Collected data
▽
PR #5588, opened 2023-07-27
Add spider for Ameriprise

jleedev:
Don't convert {"fax":None} to the string 'None'.

### DIFF
--- a/locations/spiders/ameriprise.py
+++ b/locations/spiders/ameriprise.py
@@ -3,8 +3,8 @@ import json
 from scrapy.spiders import SitemapSpider
 
 from locations.google_url import extract_google_position
-from locations.linked_data_parser import LinkedDataParser
 from locations.items import Feature
+from locations.linked_data_parser import LinkedDataParser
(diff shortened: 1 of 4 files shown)


locations/spiders/ameriprise.py
```diff
@@ -0,0 +1,39 @@
...
+
+from scrapy.spiders import SitemapSpider
+
+from locations.google_url import extract_google_position
+from locations.items import Feature
+from locations.linked_data_parser import LinkedDataParser
+
+
+class AmeripriseSpider(SitemapSpider):
+    name = "ameriprise"
```
iandees, line 11: Should this be `ameriprise_us`? i.e. will there be entries from other countries?

iandees: Can we change this to `AmeripriseUSSpider` and `ameriprise_us` name? I think we're trying to move towards this on spiders that only produce data for a single country.

iandees:
Thanks!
△
-- WHAT YOU ARE ASKED TO DO --
In the records, find every line that has the string "iandees" and copy it.

-- WRITTEN SOLUTION --
iandees, line 11: Should this be `ameriprise_us`? i.e. will there be entries from other countries?
iandees: Can we change this to `AmeripriseUSSpider` and `ameriprise_us` name? I think we're trying to move towards this on spiders that only produce data for a single country.
iandees:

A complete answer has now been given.